*** Opening Available data ***

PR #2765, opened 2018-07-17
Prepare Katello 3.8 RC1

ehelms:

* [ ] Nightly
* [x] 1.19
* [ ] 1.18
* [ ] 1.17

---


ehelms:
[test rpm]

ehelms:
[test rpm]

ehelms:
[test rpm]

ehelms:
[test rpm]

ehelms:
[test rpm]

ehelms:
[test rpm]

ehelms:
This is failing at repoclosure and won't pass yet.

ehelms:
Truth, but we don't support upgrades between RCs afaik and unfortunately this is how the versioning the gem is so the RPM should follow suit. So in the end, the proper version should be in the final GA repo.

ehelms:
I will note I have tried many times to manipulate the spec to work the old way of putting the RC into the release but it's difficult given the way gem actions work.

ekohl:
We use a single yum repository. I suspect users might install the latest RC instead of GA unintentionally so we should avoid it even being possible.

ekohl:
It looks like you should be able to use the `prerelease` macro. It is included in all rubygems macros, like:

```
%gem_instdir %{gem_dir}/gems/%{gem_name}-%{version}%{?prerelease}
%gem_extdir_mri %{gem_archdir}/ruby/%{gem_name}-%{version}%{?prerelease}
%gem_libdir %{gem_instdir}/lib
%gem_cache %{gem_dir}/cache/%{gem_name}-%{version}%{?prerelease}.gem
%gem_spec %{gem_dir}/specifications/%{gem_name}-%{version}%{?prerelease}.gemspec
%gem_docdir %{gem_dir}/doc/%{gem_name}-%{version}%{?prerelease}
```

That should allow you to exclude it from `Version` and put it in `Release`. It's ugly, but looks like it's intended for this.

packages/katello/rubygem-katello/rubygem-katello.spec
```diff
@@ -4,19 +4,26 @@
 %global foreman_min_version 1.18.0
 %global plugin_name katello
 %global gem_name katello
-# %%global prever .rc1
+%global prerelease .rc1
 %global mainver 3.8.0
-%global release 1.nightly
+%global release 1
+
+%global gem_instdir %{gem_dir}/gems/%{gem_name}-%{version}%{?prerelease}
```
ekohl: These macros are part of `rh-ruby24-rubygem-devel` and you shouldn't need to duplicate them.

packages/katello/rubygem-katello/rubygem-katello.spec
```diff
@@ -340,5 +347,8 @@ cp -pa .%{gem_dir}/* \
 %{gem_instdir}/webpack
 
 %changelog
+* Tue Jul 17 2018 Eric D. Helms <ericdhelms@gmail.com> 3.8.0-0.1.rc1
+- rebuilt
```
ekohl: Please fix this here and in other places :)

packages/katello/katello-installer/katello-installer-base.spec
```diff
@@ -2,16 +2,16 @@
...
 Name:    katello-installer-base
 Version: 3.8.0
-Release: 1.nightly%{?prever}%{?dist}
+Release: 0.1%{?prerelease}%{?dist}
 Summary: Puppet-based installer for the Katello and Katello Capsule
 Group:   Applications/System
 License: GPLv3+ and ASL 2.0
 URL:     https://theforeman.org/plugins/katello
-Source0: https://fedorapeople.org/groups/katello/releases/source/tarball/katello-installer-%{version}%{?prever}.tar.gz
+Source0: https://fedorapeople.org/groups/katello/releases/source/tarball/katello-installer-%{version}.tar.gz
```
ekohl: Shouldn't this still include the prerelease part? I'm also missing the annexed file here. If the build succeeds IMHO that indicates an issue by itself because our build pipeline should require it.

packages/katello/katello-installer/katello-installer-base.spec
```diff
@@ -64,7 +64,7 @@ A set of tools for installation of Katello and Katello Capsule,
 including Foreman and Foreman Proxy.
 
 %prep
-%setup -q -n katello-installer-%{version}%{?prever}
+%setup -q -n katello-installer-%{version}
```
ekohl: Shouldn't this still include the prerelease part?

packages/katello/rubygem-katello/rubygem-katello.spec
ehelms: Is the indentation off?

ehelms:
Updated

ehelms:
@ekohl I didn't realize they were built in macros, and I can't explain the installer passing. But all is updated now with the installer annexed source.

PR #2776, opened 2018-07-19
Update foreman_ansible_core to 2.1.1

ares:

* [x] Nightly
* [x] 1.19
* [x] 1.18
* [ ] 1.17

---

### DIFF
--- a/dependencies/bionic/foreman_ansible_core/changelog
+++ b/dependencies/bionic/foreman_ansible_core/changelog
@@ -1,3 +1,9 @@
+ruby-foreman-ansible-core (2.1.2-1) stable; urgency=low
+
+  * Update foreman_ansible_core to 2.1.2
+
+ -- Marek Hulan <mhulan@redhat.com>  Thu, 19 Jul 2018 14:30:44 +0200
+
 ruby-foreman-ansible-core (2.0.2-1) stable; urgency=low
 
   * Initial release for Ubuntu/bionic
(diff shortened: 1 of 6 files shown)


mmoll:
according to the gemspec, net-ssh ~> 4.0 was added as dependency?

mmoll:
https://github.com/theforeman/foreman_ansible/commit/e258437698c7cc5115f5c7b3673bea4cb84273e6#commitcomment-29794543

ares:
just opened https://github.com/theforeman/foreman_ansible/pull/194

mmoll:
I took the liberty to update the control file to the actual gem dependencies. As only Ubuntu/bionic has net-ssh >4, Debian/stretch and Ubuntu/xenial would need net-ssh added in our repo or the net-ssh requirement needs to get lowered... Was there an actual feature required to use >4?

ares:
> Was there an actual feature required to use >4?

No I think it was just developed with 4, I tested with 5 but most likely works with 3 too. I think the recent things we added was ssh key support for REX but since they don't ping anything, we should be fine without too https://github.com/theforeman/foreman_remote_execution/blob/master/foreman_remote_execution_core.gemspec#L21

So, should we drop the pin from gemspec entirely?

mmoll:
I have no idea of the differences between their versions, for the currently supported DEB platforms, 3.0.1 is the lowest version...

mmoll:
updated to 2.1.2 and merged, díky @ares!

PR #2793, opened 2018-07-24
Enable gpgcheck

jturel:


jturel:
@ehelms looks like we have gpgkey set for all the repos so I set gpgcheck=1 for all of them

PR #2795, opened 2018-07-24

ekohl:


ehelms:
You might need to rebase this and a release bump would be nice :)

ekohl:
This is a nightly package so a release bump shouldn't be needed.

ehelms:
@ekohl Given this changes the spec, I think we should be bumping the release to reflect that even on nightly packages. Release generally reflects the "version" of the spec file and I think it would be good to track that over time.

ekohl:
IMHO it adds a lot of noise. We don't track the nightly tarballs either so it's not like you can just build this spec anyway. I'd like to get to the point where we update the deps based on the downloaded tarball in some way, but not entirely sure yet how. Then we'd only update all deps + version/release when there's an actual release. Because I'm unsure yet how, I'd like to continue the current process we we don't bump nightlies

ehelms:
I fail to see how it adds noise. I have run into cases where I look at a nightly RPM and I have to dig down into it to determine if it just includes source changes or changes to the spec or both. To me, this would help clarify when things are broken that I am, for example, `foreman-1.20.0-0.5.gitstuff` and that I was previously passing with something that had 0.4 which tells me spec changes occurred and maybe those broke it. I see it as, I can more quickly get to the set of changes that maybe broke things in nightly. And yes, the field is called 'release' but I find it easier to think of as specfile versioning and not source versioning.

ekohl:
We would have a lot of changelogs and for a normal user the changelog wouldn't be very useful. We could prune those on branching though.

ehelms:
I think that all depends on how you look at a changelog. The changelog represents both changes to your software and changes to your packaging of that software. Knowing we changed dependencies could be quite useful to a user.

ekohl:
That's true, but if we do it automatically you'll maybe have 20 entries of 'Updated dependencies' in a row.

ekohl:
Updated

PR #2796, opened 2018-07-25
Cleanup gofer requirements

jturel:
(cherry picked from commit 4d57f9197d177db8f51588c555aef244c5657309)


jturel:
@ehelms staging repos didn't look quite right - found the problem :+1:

*** Closing Available data ***

*Directions for this task:*
All of the data must be returned exactly.

*Result of this exercise:*
PR #2765, opened 2018-07-17
Prepare Katello 3.8 RC1

ehelms:

* [ ] Nightly
* [x] 1.19
* [ ] 1.18
* [ ] 1.17

---


ehelms:
[test rpm]

ehelms:
[test rpm]

ehelms:
[test rpm]

ehelms:
[test rpm]

ehelms:
[test rpm]

ehelms:
[test rpm]

ehelms:
This is failing at repoclosure and won't pass yet.

ehelms:
Truth, but we don't support upgrades between RCs afaik and unfortunately this is how the versioning the gem is so the RPM should follow suit. So in the end, the proper version should be in the final GA repo.

ehelms:
I will note I have tried many times to manipulate the spec to work the old way of putting the RC into the release but it's difficult given the way gem actions work.

ekohl:
We use a single yum repository. I suspect users might install the latest RC instead of GA unintentionally so we should avoid it even being possible.

ekohl:
It looks like you should be able to use the `prerelease` macro. It is included in all rubygems macros, like:

```
%gem_instdir %{gem_dir}/gems/%{gem_name}-%{version}%{?prerelease}
%gem_extdir_mri %{gem_archdir}/ruby/%{gem_name}-%{version}%{?prerelease}
%gem_libdir %{gem_instdir}/lib
%gem_cache %{gem_dir}/cache/%{gem_name}-%{version}%{?prerelease}.gem
%gem_spec %{gem_dir}/specifications/%{gem_name}-%{version}%{?prerelease}.gemspec
%gem_docdir %{gem_dir}/doc/%{gem_name}-%{version}%{?prerelease}
```

That should allow you to exclude it from `Version` and put it in `Release`. It's ugly, but looks like it's intended for this.

packages/katello/rubygem-katello/rubygem-katello.spec
```diff
@@ -4,19 +4,26 @@
 %global foreman_min_version 1.18.0
 %global plugin_name katello
 %global gem_name katello
-# %%global prever .rc1
+%global prerelease .rc1
 %global mainver 3.8.0
-%global release 1.nightly
+%global release 1
+
+%global gem_instdir %{gem_dir}/gems/%{gem_name}-%{version}%{?prerelease}
```
ekohl: These macros are part of `rh-ruby24-rubygem-devel` and you shouldn't need to duplicate them.

packages/katello/rubygem-katello/rubygem-katello.spec
```diff
@@ -340,5 +347,8 @@ cp -pa .%{gem_dir}/* \
 %{gem_instdir}/webpack
 
 %changelog
+* Tue Jul 17 2018 Eric D. Helms <ericdhelms@gmail.com> 3.8.0-0.1.rc1
+- rebuilt
```
ekohl: Please fix this here and in other places :)

packages/katello/katello-installer/katello-installer-base.spec
```diff
@@ -2,16 +2,16 @@
...
 Name:    katello-installer-base
 Version: 3.8.0
-Release: 1.nightly%{?prever}%{?dist}
+Release: 0.1%{?prerelease}%{?dist}
 Summary: Puppet-based installer for the Katello and Katello Capsule
 Group:   Applications/System
 License: GPLv3+ and ASL 2.0
 URL:     https://theforeman.org/plugins/katello
-Source0: https://fedorapeople.org/groups/katello/releases/source/tarball/katello-installer-%{version}%{?prever}.tar.gz
+Source0: https://fedorapeople.org/groups/katello/releases/source/tarball/katello-installer-%{version}.tar.gz
```
ekohl: Shouldn't this still include the prerelease part? I'm also missing the annexed file here. If the build succeeds IMHO that indicates an issue by itself because our build pipeline should require it.

packages/katello/katello-installer/katello-installer-base.spec
```diff
@@ -64,7 +64,7 @@ A set of tools for installation of Katello and Katello Capsule,
 including Foreman and Foreman Proxy.
 
 %prep
-%setup -q -n katello-installer-%{version}%{?prever}
+%setup -q -n katello-installer-%{version}
```
ekohl: Shouldn't this still include the prerelease part?

packages/katello/rubygem-katello/rubygem-katello.spec
ehelms: Is the indentation off?

ehelms:
Updated

ehelms:
@ekohl I didn't realize they were built in macros, and I can't explain the installer passing. But all is updated now with the installer annexed source.

PR #2776, opened 2018-07-19
Update foreman_ansible_core to 2.1.1

ares:

* [x] Nightly
* [x] 1.19
* [x] 1.18
* [ ] 1.17

---

### DIFF
--- a/dependencies/bionic/foreman_ansible_core/changelog
+++ b/dependencies/bionic/foreman_ansible_core/changelog
@@ -1,3 +1,9 @@
+ruby-foreman-ansible-core (2.1.2-1) stable; urgency=low
+
+  * Update foreman_ansible_core to 2.1.2
+
+ -- Marek Hulan <mhulan@redhat.com>  Thu, 19 Jul 2018 14:30:44 +0200
+
 ruby-foreman-ansible-core (2.0.2-1) stable; urgency=low
 
   * Initial release for Ubuntu/bionic
(diff shortened: 1 of 6 files shown)


mmoll:
according to the gemspec, net-ssh ~> 4.0 was added as dependency?

mmoll:
https://github.com/theforeman/foreman_ansible/commit/e258437698c7cc5115f5c7b3673bea4cb84273e6#commitcomment-29794543

ares:
just opened https://github.com/theforeman/foreman_ansible/pull/194

mmoll:
I took the liberty to update the control file to the actual gem dependencies. As only Ubuntu/bionic has net-ssh >4, Debian/stretch and Ubuntu/xenial would need net-ssh added in our repo or the net-ssh requirement needs to get lowered... Was there an actual feature required to use >4?

ares:
> Was there an actual feature required to use >4?

No I think it was just developed with 4, I tested with 5 but most likely works with 3 too. I think the recent things we added was ssh key support for REX but since they don't ping anything, we should be fine without too https://github.com/theforeman/foreman_remote_execution/blob/master/foreman_remote_execution_core.gemspec#L21

So, should we drop the pin from gemspec entirely?

mmoll:
I have no idea of the differences between their versions, for the currently supported DEB platforms, 3.0.1 is the lowest version...

mmoll:
updated to 2.1.2 and merged, díky @ares!

PR #2793, opened 2018-07-24
Enable gpgcheck

jturel:


jturel:
@ehelms looks like we have gpgkey set for all the repos so I set gpgcheck=1 for all of them

PR #2795, opened 2018-07-24

ekohl:


ehelms:
You might need to rebase this and a release bump would be nice :)

ekohl:
This is a nightly package so a release bump shouldn't be needed.

ehelms:
@ekohl Given this changes the spec, I think we should be bumping the release to reflect that even on nightly packages. Release generally reflects the "version" of the spec file and I think it would be good to track that over time.

ekohl:
IMHO it adds a lot of noise. We don't track the nightly tarballs either so it's not like you can just build this spec anyway. I'd like to get to the point where we update the deps based on the downloaded tarball in some way, but not entirely sure yet how. Then we'd only update all deps + version/release when there's an actual release. Because I'm unsure yet how, I'd like to continue the current process we we don't bump nightlies

ehelms:
I fail to see how it adds noise. I have run into cases where I look at a nightly RPM and I have to dig down into it to determine if it just includes source changes or changes to the spec or both. To me, this would help clarify when things are broken that I am, for example, `foreman-1.20.0-0.5.gitstuff` and that I was previously passing with something that had 0.4 which tells me spec changes occurred and maybe those broke it. I see it as, I can more quickly get to the set of changes that maybe broke things in nightly. And yes, the field is called 'release' but I find it easier to think of as specfile versioning and not source versioning.

ekohl:
We would have a lot of changelogs and for a normal user the changelog wouldn't be very useful. We could prune those on branching though.

ehelms:
I think that all depends on how you look at a changelog. The changelog represents both changes to your software and changes to your packaging of that software. Knowing we changed dependencies could be quite useful to a user.

ekohl:
That's true, but if we do it automatically you'll maybe have 20 entries of 'Updated dependencies' in a row.

ekohl:
Updated

PR #2796, opened 2018-07-25
Cleanup gofer requirements

jturel:
(cherry picked from commit 4d57f9197d177db8f51588c555aef244c5657309)


jturel:
@ehelms staging repos didn't look quite right - found the problem :+1:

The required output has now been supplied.